Empirical Improvements
Experiments demonstrate that Sinkhorn drifting improves generative quality and reduces sensitivity to kernel temperature, showcasing its practical applicability.
Demerits
Limited Scope
The article focuses primarily on the theoretical link between drifting generative dynamics and Sinkhorn divergence, with limited exploration of potential applications and extensions to other generative models.
Complexity of Methodology
The Sinkhorn drifting approach may require significant computational resources and expertise in optimal transport theory, potentially limiting its adoption in practice.
Expert Commentary
This article makes a significant contribution to the field of generative modeling by establishing a theoretical link between drifting generative dynamics and Sinkhorn divergence.
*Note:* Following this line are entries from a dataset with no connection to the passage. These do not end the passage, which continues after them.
PR #28430, opened 2026-04-13
fix(core): Resolve additional keys lazily in VM expression engine

despairblue:
## Summary

When `N8N_EXPRESSION_ENGINE=vm` is enabled, credential types using `IAuthenticateGeneric` with expression-based authentication (e.g. Supabase, Airtable, Notion) fail with 401 errors. The root cause: `buildContext()` in the VM isolate only registered a hardcoded set of known properties. Keys like `$credentials` — passed as `additionalKeys` during credential resolution — were invisible inside the isolate, so expressions like `={{$credentials.serviceRole}}` silently resolved to `undefined`.

Many other keys were also missing: `$request`, `$response`, `$pageCount`, `$self`, `$evaluateExpression`, `$jmesPath`, `$getPairedItem`, `$rawParameter`, `$agentInfo`, etc.

**Fix:** Replace the plain context object in `buildContext()` with a `Proxy` whose `has`/`get` traps lazily resolve unknown keys from the host via the existing `getValueAtPath` callback. Each key is resolved at most once per evaluation and cached on the proxy target.

This approach:
- Eliminates all hardcoded key lists — no more sync issues when new keys are added to the data proxy
- Removes 7 eager `fetchPrimitive()` round-trips and 4 `exposeHostFunction()` probes from context setup
- Keys already on the target (builtins, `DateTime`, `$now`, `$item`, `$`) are returned immediately with no round-trip
- Results in a **17-39% improvement** on expression engine benchmarks vs baseline (because setup is cheaper)
- Only file changed in the runtime: `context.ts`. No bridge changes needed.

## Review / Merge checklist

- [x] Tests included.

### DIFF
--- a/packages/@n8n/expression-runtime/src/runtime/context.ts
+++ b/packages/@n8n/expression-runtime/src/runtime/context.ts
@@ -45,7 +45,7 @@ export function buildContext(
 	}
 	Settings.defaultZone = timezone ?? 'system';
 
-	const ctx: Record<string, unknown> = {};
+	const target: Record<string, unknown> = {};
 
 	// Callback bundle passed to createDeepLazyProxy so proxies don't touch globalThis
 	const callbacks = { getValueAtPath, getArrayElement, callFunctionAtPath };
@@ -53,7 +53,7 @@ export function buildContext(
 	// __sanitize must be on the context because PrototypeSanitizer generates:
 	// obj[this.__sanitize(expr)] where 'this' is the context (via .call(ctx) wrapping)
 	// Use a non-writable property descriptor so override attempts throw instead of silently succeeding.
-	Object.defineProperty(ctx, '__sanitize', {
+	Object.defineProperty(target, '__sanitize', {
 		get: () => __sanitize,
 		set: () => {
 			throw new ExpressionError('Cannot override "__sanitize" due to security concerns');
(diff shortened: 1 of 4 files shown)


packages/@n8n/expression-runtime/src/runtime/context.ts
```diff
@@ -183,11 +105,88 @@ export function buildContext(
...
+	// so each key is fetched at most once per evaluation.
+	// -------------------------------------------------------------------------
+
+	// Track keys we've already probed so we never call applySync twice
+	// for the same key — even if the host returned undefined.
+	const probedKeys = new Set<string>();
+
+	function resolveFromHost(key: string): boolean {
+		if (probedKeys.has(key)) return false;
+		probedKeys.add(key);
```
ivov: We might be caching too early here. This runs before the try, so if `applySync` throws once (anything transient) then the key is marked probed forever. Maybe move the `add` into the success paths after we know we have a definitive answer, either a resolved value or a confirmed `undefined` from the host.

ivov (commented):
Nice fix! More maintainable also. I pushed a bit of unit test coverage. One question on caching only.

packages/@n8n/expression-runtime/src/runtime/context.ts
despairblue: nice finde, fixed and amended: 97ec22b0341bda268a88180ec8af2afa5e63f953

ivov (approved):
🚀

Matsuuu (approved):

The authors' approach provides a deeper understanding of the underlying mechanisms driving the behavior of generative models and opens up new avenues for improving their stability and convergence. While the article's focus on the theoretical foundations of Sinkhorn drifting may limit its immediate practical impact, the experimental results demonstrate the potential of this approach to yield significant improvements in generative quality and stability. As the field of generative modeling continues to evolve, it is essential to build on the foundations established in this article and explore its extensions to other generative models and applications.
Recommendations
- ✓ Future research should focus on exploring the applications of Sinkhorn drifting to other generative models and domains, such as time-series and graph generation.
- ✓ Developing more efficient and computationally feasible algorithms for Sinkhorn drifting will be crucial for its adoption in practical applications.